Skyflow is headquartered in Palo Alto, California and was founded in 2019. For more information, visit www.skyflow.com or follow on X and LinkedIn.
About the role:
As a Site Reliability Engineer, you will be responsible for driving the effort to identify, design, and develop the best technical and field solutions to automate our production systems. This position will collaborate often with various internal and external business and engineering teams.
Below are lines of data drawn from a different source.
PR #923, opened 2025-05-09
Add support for converting maps to dicts

jcp19:
In a recent conversation with @ThomasMayerl and @rayman2000, we realized that introducing ghost pure functions that convert from maps to dictionaries and from slices to sequences is still an unfortunate rite of passage for any user of Gobra. This PR addresses the former, which is impossible to fully implement as a pure function using the current syntax of Gobra, as we do not have a good way of iterating through maps without using loops. In addition, this conversion can be implemented super concisely and efficiently in Gobra already, due to the way maps are encoded.

I considered also implementing the conversion from slices to ghost collections, including seqs, sets and msets, but I don't have time atm

### DIFF
--- a/src/main/scala/viper/gobra/frontend/info/implementation/typing/ghost/GhostExprTyping.scala
+++ b/src/main/scala/viper/gobra/frontend/info/implementation/typing/ghost/GhostExprTyping.scala
@@ -222,6 +222,10 @@ trait GhostExprTyping extends BaseTyping { this: TypeInfoImpl =>
           case Single(_: MathMapT | _: MapT) => isExpr(exp).out
           case t => error(expr, s"expected a map, but got $t")
         }
+        case PMathMapConversion(op) => underlyingType(exprType(op)) match {
+          case Single(_: MapT) => isExpr(op).out
+          case t => error(expr, s"expected a map, but got a $t")
+        }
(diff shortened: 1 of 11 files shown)


ArquintL (approved):
Very cool, thanks so much! I was actually quite shocked by the size of this PR as I'd have expected another built-in pure function with some pre- and postconditions but after looking at the changeset, this makes much more sense to actually make use of the underlying math. map

src/main/scala/viper/gobra/frontend/info/implementation/typing/ghost/GhostExprTyping.scala
```diff
@@ -333,6 +337,10 @@ trait GhostExprTyping extends BaseTyping { this: TypeInfoImpl =>
           case Single(t: MapT) => SetT(t.elem)
           case t => violation(s"expected a map, but got $t")
         }
+        case PMathMapConversion(op) => underlyingType(exprType(op)) match {
+          case MapT(k, v) => MathMapT(k, v)
+          case t => violation(s"expected a sequence, set, multiset or option type, but got $t")
```
jcp19, line 342:
```suggestion
          case t => violation(s"expected a map but got $t")
```

PR #2549, opened 2024-12-18
Added support for some debugging APIs with the DDC library bundle format - part 5

jyameo:

- getRecordTypeFieldsJsExpression
- callInstanceMethodJsExpression

fixes https://github.com/dart-lang/webdev/issues/2548


srujzs (approved):
LGTM. I think it makes sense to keep that prototype check even with the new module format.

Issue #2551, opened 2024-12-20
Batched expressions all fail when any subexpression fails


biggs0125:
Consider the following code:
```
class A {
  int get foo => 3;
  int get bar => throw 'bad';
}

void main() {
  final a = A();
  debugger(); // <-- stop here
}
```

Given the shown breakpoint, in DevTools we would expect to be able to expand `a` and evaluate the subfields of `A`. We should see something like `foo: 3, bar: "Error: bad"`.

However, dwds tries to batch these expressions and sends a single request to Chrome like `[x.foo, x.bar]`. This array expression fails to evaluate because one of the subexpressions throws. When the full expression fails, the batch evaluator ends up resolving to an error for [every expression in the batch](https://github.com/dart-lang/webdev/blob/edcfbf123b44f5994cfc64d42185949b8e19bbf6/dwds/lib/src/services/batched_expression_evaluator.dart#L143).

DevTools surfaces this as: 
```
Failed to evaluate expression 'x.foo': InternalError: No batch result object ID. 
Failed to evaluate expression 'x.bar': InternalError: No batch result object ID.
```

Instead we should be showing the correct value for `foo` and the error thrown for `bar`.

bkonyi:
@biggs0125 is this resolved now that #2552 has landed?

PR #2552, opened 2024-12-20
[dwds] Add unbatching retry mechanism for failing batched expression evals

biggs0125:
If a single subexpression throws in a batched request, the whole batch fails. DevTools is using this API to evaluate all the fields/getters on an Object. If any of those getters throw, all the queried members fail to show information.

Instead if the initial batched request fails we can retry each request as individual expression evals. This will correctly surface errors for the subexpression that throws and the proper values for all the other subexpressions.

See #2551


biggs0125:
Worth noting I patched this into Flutter tools to verify it fixed the attached issue.

bkonyi (commented):
Thanks for the fix Nate! Would it be possible to add a test for this?

biggs0125:
Added a test!

bkonyi (approved):
LGTM! Thanks!

PR #2554, opened 2024-12-23
Handle unnecessary_non_null_assertion and invalid_null_aware_operator

srujzs:
It looks like the environment field is correctly analyzed as never possibly null with a newer version of Dart. This fixes Dart CI.


jyameo (approved):
Thank you @srujzs! Appreciate your efforts in addressing this!

PR #2558, opened 2025-01-07
Prepare package:webdev 3.7.1 for release

srujzs:
Pins dwds v24.3.0.

### DIFF
--- a/webdev/CHANGELOG.md
+++ b/webdev/CHANGELOG.md
@@ -1,4 +1,6 @@
-## 3.7.1-wip
+## 3.7.1
+
+- Update `dwds` constraint to `24.3.0`.
 
 ## 3.7.0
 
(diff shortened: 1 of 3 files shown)


bkonyi (approved):

srujzs:
FYI @bkonyi:

```
  Package validation found the following 2 potential issues:
  * Your dependency on "dwds" should allow more than one version. For example:
    
    dependencies:
      dwds: ^24.3.0
    
    Constraints that are too tight will make it difficult for people to use your package
    along with other packages that also depend on "dwds".
  
  * Your dependency on "vm_service_interface" should allow more than one version. For example:
    
    dependencies:
      vm_service_interface: ^2.0.1
    
    Constraints that are too tight will make it difficult for people to use your package
    along with other packages that also depend on "vm_service_interface".
  The server may enforce additional checks.
```

I figure we want to keep `dwds` pinned, but do we want to relax the `vm_service_interface` pin like we did with the new DWDS version?

bkonyi:
Is this PR still relevant?

srujzs:
Nope, let's close it!

PR #2559, opened 2025-01-07
Add ignores for deprecated web libraries with a TODO and move dwds to 24.4.0-wip

srujzs:
Dart web libraries are now deprecated. This triggers a lint which we fail on. We should migrate these to dart:js_interop and package:web, but for now, ignore to make CI happy.

This also moves the CHANGELOG, pubspec, and version.dart files to 24.4.0-wip, which is needed for proper_release_test to pass.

You will also have an opportunity to lead efforts to champion and instill a culture of Site Reliability Engineering at Skyflow.
We know great Site Reliability Engineers come from diverse technical backgrounds, so no single individual may have all the desired skills on day one. But if you are the kind of software engineer who would have loved to engineer solutions for Stripe or Twilio API's, or the Slack or Zendesk app, or the Snowflake or MongoDB platform - we want to talk to you
You have:
2+ years in infrastructure automation and SRE-driven software delivery.
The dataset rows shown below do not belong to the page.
PR #2577, opened 2025-01-22
Added support for callLibraryMethod with the DDC library bundle format. 

jyameo:

- callLibraryMethod

fixes https://github.com/dart-lang/webdev/issues/2566


dwds/lib/src/debugging/dart_runtime_debugger.dart
```diff
@@ -197,10 +197,35 @@ class DartRuntimeDebugger {
...
+       const sdk = ${_loadStrategy.loadModuleSnippet}('dart_sdk');
+       const dart = sdk.dart;
+       const library = dart.getLibrary('$libraryUri');
+       if (!library) throw 'cannot find library for $libraryUri';
+       return library;
+     })();
+     ''';
+
+    return _generateJsExpression(
+      findLibraryExpression(),
```
srujzs, line 224: We could either just inline the string or make `findLibraryExpression` a variable instead of a function.

dwds/lib/src/debugging/dart_runtime_debugger.dart
```diff
@@ -197,10 +197,35 @@ class DartRuntimeDebugger {
...
+      _wrapWithBundleLoader(
+        '',
```
srujzs, line 226: I'd add a comment here briefly explaining why we're using `arguments`. Maybe something like: "`callLibraryMethod` expects an array of arguments. Since Chrome DevTools spreads the arguments, we need some way to reconstruct the argument array."

dwds/lib/src/debugging/inspector.dart
```diff
@@ -340,19 +343,31 @@ class AppInspector implements AppInspectorInterface {
...
+        .callLibraryMethodJsExpression(libraryUri, jsFunction);
+
+    final remoteLibrary = await jsEvaluate(findLibraryJsExpression);
     return jsCallFunctionOn(remoteLibrary, jsFunction, arguments);
   }
 
+  /// Evaluates the specified method [methodName] in the context of [library]
+  /// using the Dart Development Compiler (DDC) library bundle strategy with
+  /// the given [arguments].
+  Future<RemoteObject> _evaluateWithDdcLibraryBundle(
```
srujzs, line 357: Perhaps `_evaluateLibraryMethodWithDdcLibraryBundle` to be more clear what we're evaluating?

dwds/lib/src/debugging/inspector.dart
```diff
@@ -340,19 +343,31 @@ class AppInspector implements AppInspectorInterface {
...
-    final remoteLibrary = await jsEvaluate(findLibrary);
+    final findLibraryJsExpression = globalToolConfiguration
+        .loadStrategy.dartRuntimeDebugger
+        .callLibraryMethodJsExpression(libraryUri, jsFunction);
+
+    final remoteLibrary = await jsEvaluate(findLibraryJsExpression);
     return jsCallFunctionOn(remoteLibrary, jsFunction, arguments);
   }
 
+  /// Evaluates the specified method [methodName] in the context of [library]
```
srujzs, line 354: "Evaluates the specified top-level method [methodName] within [library]" is more readable imo. It clarifies that it's a top-level and that it should be within the provided library.

dwds/lib/src/debugging/inspector.dart
```diff
@@ -301,11 +302,13 @@ class AppInspector implements AppInspectorInterface {
     String selector,
     List<RemoteObject> arguments,
   ) {
-    return _evaluateInLibrary(
-      library,
-      'function () { return this.$selector.apply(this, arguments);}',
-      arguments,
-    );
+    return globalToolConfiguration.loadStrategy is DdcLibraryBundleStrategy
```
srujzs, line 305: Hmm, the `is` check is unfortunate, but I don't have a better solution here to capture both code branches. Ah well.

srujzs (commented):
Nice, we're in the home stretch!

dwds/lib/src/debugging/dart_runtime_debugger.dart
jyameo: Good idea!

srujzs (approved):
Thanks Jessy!

PR #2578, opened 2025-01-22
Update to latest lints and fix problems

kevmoo:


dwds/web/client.dart
```diff
@@ -188,18 +188,20 @@ Future<void>? main() {
...
-              'D',
-              '∂', // alt-d output on Mac
-              'Î', // shift-alt-D output on Mac
-            ].contains(e.key) &&
-            e.altKey &&
-            !e.ctrlKey &&
-            !e.metaKey) {
-          e.preventDefault();
-          launchDevToolsJs.callAsFunction();
+        if (e.isA<KeyboardEvent>()) {
```
kevmoo, line 191: Is almost certainly was NOT working before. Or maybe just not in Wasm?

CC @srujzs

kevmoo: @srujzs have we talk about an `asA<T>` functions that returns `T?`? (or similar)

srujzs: `e is KeyboardEvent` is always returning true regardless of platform because `Event` and `KeyboardEvent` have the same representation type, so this was broken. Nice catch!

re: `asA`, yes. https://github.com/dart-lang/sdk/issues/56957#issuecomment-2438531422

srujzs:
Since you modified `client.dart`, you'll need to regenerate `client.js` by running `dart run build_runner build web` in `dwds`.

dwds/web/client.dart
kevmoo: Latest lints catch these for us!

srujzs (approved):

elliette:
Removing myself since I no longer work on dwds :)

PR #2581, opened 2025-01-24
Added support for getModuleLibraries with the DDC library bundle format 

jyameo:

- getModuleLibraries

fixes https://github.com/dart-lang/webdev/issues/2573


dwds/lib/src/debugging/inspector.dart
```diff
@@ -355,23 +355,62 @@ class AppInspector implements AppInspectorInterface {
...
+  }
+
+  /// Retrieves a reference to a library variable or method by evaluating
+  /// the specified [variableName] or invoking the provided [methodName].
+  /// The evaluation method is determined based on the current load strategy.
+  ///
+  /// If the load strategy uses `DdcLibraryBundleStrategy`, it evaluates the
+  /// method with the given [libraryUri] and [methodName]. Otherwise, it
+  /// evaluates the variable using [libraryUri], [libraryName], and [variableName].
+  Future<RemoteObject> getLibraryReference(
```
srujzs, line 396: Hmm, I don't think it makes sense to still use the `variableName` even in the AMD case if it's only ever used in test code. What if we *always* called `invoke` to call the top-level method in the test code? Then we wouldn't need these methods and we wouldn't keep around code that reaches into the SDK more than it needs to (`getLibraryVariableJsExpression`). We also wouldn't need all the auxiliary methods that have to branch to either get a variable or call a method e.g. `getLibraryPublicFinalRef`.

dwds/test/instances/common/instance_common.dart
```diff
@@ -258,54 +279,82 @@ void runTests({
...
+          final ref = await inspector.instanceRefFor(remoteObject);
+          expect(ref!.kind, InstanceKind.kPlainInstance);
+          expect(ref.classRef!.name, 'NativeError');
+          expect(inspector.isDisplayableObject(ref), isFalse);
+          expect(inspector.isNativeJsError(ref), isTrue);
+          expect(inspector.isNativeJsObject(ref), isFalse);
+        },
+        skip: provider.ddcModuleFormat == ModuleFormat.ddc &&
+                canaryFeatures == true
+            ? 'This test is not supported with the DDC Library Bundle Format.'
```
srujzs, line 295: nit: I'd add a small explanation why here and in the skips below e.g. "because the `dartDevEmbedder` doesn't let you access compiled constructors at runtime."

dwds/lib/src/debugging/inspector.dart
jyameo: That makes sense that it will make the code cleaner!

srujzs (approved):
LGTM! Thanks!

PR #2583, opened 2025-01-28
[dwds] Implement hot reload and publish 24.3.4

srujzs:
- Modifies the Chrome proxy service to call a callback that the injected client has setup in order to do a hot reload.
- This callback forwards to the restarter.
- This restarter reads from a path that Flutter tools sets up beforehand in order to fetch the changed sources and their associated libraries.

Strong experience with at least one major cloud platform (AWS preferred; Azure or GCP acceptable).
Programming experience in Go (preferred) or Python.
Hands-on experience with:
Infrastructure as Code: Terraform, CloudFormation
CI/CD tools: Jenkins
Configuration management: Ansible
Containers & orchestration: Docker, Kubernetes
Linux systems engineering and scripting for automation
RDBMS and production-grade infrastructureDeep understanding of site reliability practices, observability patterns, and operational excellence.
Experience working with large-scale, distributed infrastructures.
Ability to collaborate with distributed global teams, providing technical guidance and leadership.
You will:
Provide operational support aligned with US time zones, ensuring system reliability and availability.
Design, build, and maintain highly available and scalable cloud infrastructure using AWS and modern SRE practices.
Develop and maintain CI/CD pipelines for automated testing, building, and deployment of applications.
Automate infrastructure provisioning, configuration, and deployment using Terraform, CloudFormation, Helm, and Ansible.
Work extensively with Docker and Kubernetes for container orchestration and service management.
Implement and maintain observability solutions including monitoring, logging, alerting, and tracing.
Evaluate and improve reliability, performance, scalability, and security of production systems.
Support migration and modernization initiatives, choosing the right approach based on prior experience.
Collaborate with cross-functional teams and clients to deliver robust, cloud-based solutions and best-in-class customer experiences.
Act as a thought leader within the SRE team, contributing to processes, standards, and the overall SRE culture.
Benefits:
Work from home expense
Excellent Health Insurance Options
Very generous PTO
Flexible Hours
Generous Equity
At Skyflow, we believe that diverse teams are the strongest teams. We invite applicants of all genders, races, ethnicities, nationalities, ages, religions, sexual orientations, disability statuses, educational experiences, family situations, and socio-economic backgrounds.